Transformers are a deep learning architecture based around an encoder and decoder which have been popular in natural language (NLP) tasks for some time now. Papers such as DETR out of Facebook’s AI Research group made waves when they showed how transformers could be used to get state of the art performance on vision tasks.
Transformers are simpler to implement than the currently popular computer vision algorithms (such as MaskRCNN) and represent yet another step in the direction of less human engineering in computer vision. The less time we spend developing and tuning these algorithms the more we can tackle increasingly complex tasks, making computer vision more accessible to more humans.
A huge ramification of this as we move into the next decade will be the opportunity to create transformer-friendly hardware that works for both vision and NLP tasks. Right now, there is much debate as to whether the intelligent agents (IoT cameras, Alexa and Google Home devices, etc.) will perform inference on the cloud or directly on the device itself. Is that little device just a dumb sensor sending signals to a specialized brain in the cloud, or is it a little general purpose learner using its own silicone to recognize your face and listen to your commands—perhaps preferable to privacy advocates, as the data never leaves teh device. Moreover, a more homogeneous landscape of model architectures will have repercussions as to whether the edge beats the cloud.
IV. Data Power and the Synthetic Data for Computer Vision
We’ve talked about algorithms and hardware. We now fall on the most important piece of the AI puzzle: data.
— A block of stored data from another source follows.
PR #609, opened 2026-09-10
fix(cr): [HIMMEL-2906] fingerprint fold classifies identifier components inside expressions (fp3)

yotamleo:
## Summary

`scripts/cr/finding-fingerprint.js`'s `isCodeToken` (landed as fp2 in #607/HIMMEL-2901) classifies a WHOLE whitespace-delimited token after edge-trimming prose punctuation. An identifier embedded in a call expression fails every rule: `config.LOGLEVEL(value)` edge-trims to `config.LOGLEVEL(value` — the internal `(` breaks the anchored dotted-name regex — so `config.LOGLEVEL(value)` and `config.loglevel(value)` folded to one fingerprint and could inherit each other's disposition.

fp3 splits each non-backtick token on characters outside `[A-Za-z0-9_$.]` and classifies each resulting component independently with the existing camelCase/snake_case/dotted rules, instead of the whole token. Identical change applied to the standalone inline copy in `scripts/cr/ledger-append.sh` (parity enforced by the writer/panel test already in `test-finding-reraise.sh`).

## Regression cases added (`scripts/cr/test-finding-reraise.sh`)

- (a) `config.LOGLEVEL(value)` vs `config.loglevel(value)` at the same anchor do **not** share a fingerprint — RED under fp2, GREEN under fp3.
- (b) Prose case around an identical embedded identifier (`The handler reads config.LOGLEVEL(value)` vs `THE HANDLER reads config.LOGLEVEL(value)`) still folds onto one fingerprint (RE-RAISE fires).
- (c) Bracket/comma-joined components (`items[0].fooBar, other_Thing` vs `items[0].foobar, other_thing`) each keep their own case verdict.
- (d) A plain ALL-CAPS prose word outside backticks still folds (the deliberate HIMMEL-2901 rule) — confirmed unbroken by the refactor.

## RED/GREEN evidence

Reverted the fix locally (`git show HEAD:<file>` over both touched source files) and reran the suite — 6 failures, including the 3 new fp3-boundary assertions plus the 3 `assert_fingerprint` prefix checks (bumped to expect `fp3:`). Restored the fix — suite back to `PASS test-finding-reraise` (0 failures).

## CR round 1 (codex-1, Suggestion, fixed inline)

The panel caught a real regression in the first cut: component-splitting treated every non-`[A-Za-z0-9_$.]` character — including non-ASCII letters like `É` — as an unfolded separator, so `Échec` and `échec` produced different fingerprints. Fixed by lowercasing every piece unless it is itself an identifier-shaped component (ASCII punctuation separators have no case, so this is a no-op for the expression cases above). Added a regression case (`unicode-prose-still-folds`) and re-verified both suites GREEN. Round 2 panel: 0 Critical / 0 Important / 0 Suggestions.

## fp3 boundary note

Same append-only rule as HIMMEL-2901: old fp1/fp2 ledger rows keep their identity and simply stop inheriting across the version boundary — never rewritten.

## Parity note

The writer's standalone inline copy in `ledger-append.sh` was updated identically (same split + per-component classification + separator fold), verified via the existing writer/panel parity test plus a direct manual fingerprint comparison between the two implementations.

## Verification

- `bash scripts/cr/test-finding-reraise.sh` — PASS
- `bash scripts/cr/test-ledger-append.sh` — ALL PASS
- 13 additional impacted suites (every suite referencing `ledger-append`) — all GREEN
- `node --check scripts/cr/finding-fingerprint.js` — OK
- `shellcheck scripts/cr/ledger-append.sh scripts/cr/test-finding-reraise.sh` — clean

https://claude.ai/code/session_01PHKo5LdfaRvR4A3FrH51vM

### DIFF
--- a/scripts/cr/finding-fingerprint.js
+++ b/scripts/cr/finding-fingerprint.js
@@ -33,9 +33,14 @@ function isCodeToken(token) {
 // bracket or comma is exactly the kind of boundary that should not merge two
 // components' case decisions.
 function foldTokenCase(token) {
+  // codex-1, HIMMEL-2906 round 1: the separator spans (whatever falls
+  // outside [A-Za-z0-9_$.]) are prose too — a non-ASCII letter like `É` is
+  // itself outside that class, so leaving separators unfolded let case-only
+  // Unicode prose (`Échec` vs `échec`) escape the fold. Every piece lowercases
+  // unless it is itself an identifier-shaped component.
   return token
     .split(/([^A-Za-z0-9_$.]+)/)
-    .map((piece, index) => (index % 2 === 1 ? piece : (isCodeToken(piece) ? piece : piece.toLowerCase())))
+    .map((piece, index) => (index % 2 === 0 && isCodeToken(piece) ? piece : piece.toLowerCase()))
     .join('');
 }
 
--- a/scripts/cr/finding-fingerprint.js
+++ b/scripts/cr/finding-fingerprint.js
@@ -25,12 +25,26 @@ function isCodeToken(token) {
     /^[A-Za-z0-9_$]+(?:\.[A-Za-z0-9_$]+)+$/.test(core);
 }
 
+// HIMMEL-2906: an identifier embedded in an expression — `config.LOGLEVEL(value)`
+// — fails isCodeToken on the WHOLE token: edge-trimming only strips the two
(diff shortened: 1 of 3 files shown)


yotamleo:
@coderabbitai review

yotamleo:
@coderabbitai review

The historic trends show us the following: one, algorithms are becoming more generic, and two, the guard rails of human engineering become smaller. The consequence of this is that the performance of computer vision is more dependent on the data used to train it. This should not come as a surprise, we all see the tech giants amassing huge datasets.
However, getting huge datasets is not the answer to more powerful AI. Because these data sets, whether they’re scraped from the internet or painstakingly staged and captured in house, are not the best to train more generic autonomous algorithms. This “real data” allows for all the bias of the real world to inevitably creep into the computer vision algorithms. Further, real data is not easily fed into training: it needs to be cleaned, labelled, annotated, and fixed.
So, we find ourselves poised at the precipice of a technological turn as significant as the introduction of neural nets and transformers. Data is the big hurdle holding back computer vision. And the solution, we would argue, is synthetic data. A quick definition: synthetic data is data created and generated by a computer (think video games or the CGI you see in movies). Full control over this virtual world means pixel perfect labels (think metadata such as which pixels correspond to a face in an image), even labels which may be impossible to label in real world datasets.
Synthetic data is still in the early days. Much like feature engineering in the 2010s, each synthetic dataset is currently designed by hand using human intuition. But as we speak (or read, as it were) startups (including us!) are building the systems which will allow us to generate infinite streams of synthetic data which are designed by learning systems themselves.
Automated synthetic data generation, or as we like to think of it, the advent of a generative platform for synthetic data sets, will be a game changer for computer vision. A decade from now, computer vision algorithms will be constantly improving through a process known as lifelong learning. The model will recognize its weaknesses, generate new synthetic data for that weakness, and train on that dataset. The best part: this will all be automated. An invisible process running on hordes of GPUs somewhere in the cloud.
That’s what we can expect as we enter the 2020s: it is about data, and more specifically, synthetic data. This is what will optimize and enable more complex computer vision.